The numbers behind the claim
Tensordyne says a single rack running its hardware can churn out roughly 363,000 tokens per second. The company pegs Nvidia’s equivalent rack at approximately 27,400 tokens per second on the same workload.
The secret sauce is something called a logarithmic number system, or LNS, executed directly in hardware. Instead of doing math the way conventional chips do (multiplying big floating-point numbers together), LNS converts multiplication into addition, which is dramatically cheaper in terms of transistors and energy.
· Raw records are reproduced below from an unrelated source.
PR #4441, opened 2025-04-09
Update Sum.php

PavelZul:
We have a cell in the example.xlsx sheet containing a total sum as a formula: E1 = IF(SUM(A1:B1) = SUM(C1:D1), "true", "false"), where:

A1 = 1.1,

B1 = 2.7,

C1 = 1.8,

D1 = 2.

We expect the calculation result to be E1 = "true", but instead, we get E1 = "false" because in PHP, the addition yields:

1.1 + 2.7 = 3.8000000000000003,

1.8 + 2 = 3.8.

The idea of the fork is to accept an input parameter specifying the number of decimal places and round the final sum to that precision before comparison.

Additional Notes:
This issue arises due to floating-point precision errors in programming languages like PHP.

A possible solution is to use rounding (e.g., round(SUM(A1:B1), N) == round(SUM(C1:D1), N) where N is the desired decimal precision).

This is:

- [ ] a bugfix

### DIFF
--- a/src/PhpSpreadsheet/Calculation/MathTrig/Sum.php
+++ b/src/PhpSpreadsheet/Calculation/MathTrig/Sum.php
@@ -47,12 +47,19 @@ class Sum
      */
     public static function sumErroringStrings(mixed ...$args): float|int|string|array
     {
-        $returnValue = 0;
+        $returnValue = $maxDecimals = 0;
         // Loop through the arguments
         $aArgs = Functions::flattenArrayIndexed($args);
         foreach ($aArgs as $k => $arg) {
             // Is it a numeric value?
             if (is_numeric($arg)) {
+                // We count the number of signs after aim
+                $parts = explode('.', (string)$arg);
+                if (isset($parts[1])) {
+                    $decimals = strlen(rtrim($parts[1], '0'));
+                    $maxDecimals = max($maxDecimals, $decimals);
+                }
+                
                 $returnValue += $arg;
             } elseif (is_bool($arg)) {
                 $returnValue += (int) $arg;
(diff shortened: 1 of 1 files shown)


oleibman:
Sorry, this will probably not be implemented. You are hitting too small a target in a game of whack-a-mole. Your fix works fine for:
```
SUM(A1:B1)=SUM(C1,D1)
```
It does nothing for:
```
(A1+B1)=(C1+D1)
```
And if you patch that, there are many other possibilities which will continue to fail.

There are risks in using floating-point. These are well documented in the Php manual, and manuals for most other languages. If you want to compare floats, you'll have to take precautions. For example, your cell formulas could use the following:
```
ROUND(SUM(A1:B1,5))=ROUND(SUM(C1:D1,5))
or
ABS(SUM(A1:B1)-SUM(C1:D1)) < 0.00001
```
(Where 5 and 0.00001 are, of course, totally arbitrary choices.)

oleibman:
Now that I think about it, your problem really isn't with the SUM function, it with the `=` operator. Perhaps it might be possible to introduce a 'tolerance' property to Calculation and use that when testing numerics for (in)equality. I will give that some thought.

oleibman:
There is already a tolerance (1.0E-12) built into comparison operations, so no need for a change. I will, however, add that, because of this already existing constant, I do not duplicate your results:
```php
$sheet->getCell('A1')->setValue(1.1);
$sheet->getCell('B1')->setValue(2.7);
$sheet->getCell('C1')->setValue(1.8);
$sheet->getCell('D1')->setValue(2);
$sheet->getCell('E1')->setValue('= IF(SUM(A1:B1) = SUM(C1:D1), "true", "false")');
var_dump($sheet->getCell('E1')->getCalculatedValue());
```
My result:
```
string(4) "true"
```
Do you get a different result with this code? If so, please let me know Php and PhpSpreadsheet versions.

PavelZul:
Have a great day! I'll check it on my side and send you an exact example a bit later.

oleibman:
No update in 3 months, unable to duplicate problem, closing.

PR #4474, opened 2025-05-17
WIP Bug in resizeMatricesExtend

### LINKED ISSUE #4451: `Callculation::resizeMatricesExtend()` overwrites all rows in the smaller matrix.
# The bug

Calling `Callculation::resizeMatricesExtend()` with matrices of different sizes overwrites **all** rows in the smaller matrix with the value found in the last row.  I haven't found the expected behaviour of the method (comments of the method don't specify it), but I think the idea was to extend the smaller matrix with values found in the last row, not to overwrite all of it with the value found in the last row.

Example:
```php
<?php
declare(strict_types=1);

use PhpOffice\PhpSpreadsheet\Calculation\Calculation;

// Sample matrices to test with
$matrix1 = [[1], [3]];
$matrix2 = [[5], [8], [11]];

// Use reflection to make the protected method accessible
$calculation = new Calculation();
$reflectionMethod = new ReflectionMethod(Calculation::class, 'resizeMatricesExtend');
$reflectionMethod->setAccessible(true);

// Call the method using reflection
$reflectionMethod->invokeArgs($calculation, [&$matrix1, &$matrix2, count($matrix1), 1, count($matrix2), 1]);

echo "Matrix 1 after:\n";
print_r($matrix1);
```

(Presumably) Expected output:
```php
$matrix1 = [ [1], [3], [3] ];
```
Actual output
```php
$matrix1 = [ [3], [3], [3] ];
```

Relevant code:
https://github.com/PHPOffice/PhpSpreadsheet/blob/fb2cfed070f16091e842a2b027d2d15c5a39e2f9/src/PhpSpreadsheet/Calculation/Calculation.php#L871-L876

Note that the analogous code for columns does not overwrite the previous columns, it extends them with the last value:
https://github.com/PHPOffice/PhpSpreadsheet/blob/fb2cfed070f16091e842a2b027d2d15c5a39e2f9/src/PhpSpreadsheet/Calculation/Calculation.php#L863-L870

# Proposed change
```php
            if ($matrix1Rows < $matrix2Rows) {
                $x = $matrix1[$matrix1Rows - 1];
                for ($i = matrix1Rows ; $i < $matrix2Rows; ++$i) {
                    $matrix1[$i] = $x;
                }
            }
```

Please note that analogous change should be done for case where `$matrix2Rows < $matrix1Rows`.

I can create a PR if the change is accepted.

# Why it matters

We found that some formulas that work for us in Excel result in `#CALC!` in PhpSpreadsheet. As an example, the following type of formulas result in `#CALC!`: `=FILTER(Products!M:M;(Products!K:K=D5)*(Products!L:L=E5))`.  `Products!K:K=D5` and `Products!L:L=E5` generate matrices of different sizes (for whatever reason). PhpSpreadsheet extends the smaller matrix and overwrites all of its values. In effect, `FILTER()` fails to match any rows and results in `#CALC!`

# Expected result

I don't know if the above behaviour is expected, but I suspect it's a bug. I haven't found any description of this behaviour. If it's not a bug, documenting it might be a good idea.

oleibman:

It’s a technique that’s been studied in academia for decades but has historically been too impractical for production silicon.
Tensordyne built its Napier chip on TSMC’s 3nm process node, integrating both SRAM and HBM memory on-package. The full rack configuration stacks four pods of 72 chips each, totaling 288 chips, with a target power envelope of roughly 120 kW for the entire rack. That’s air-cooled, not liquid-cooled.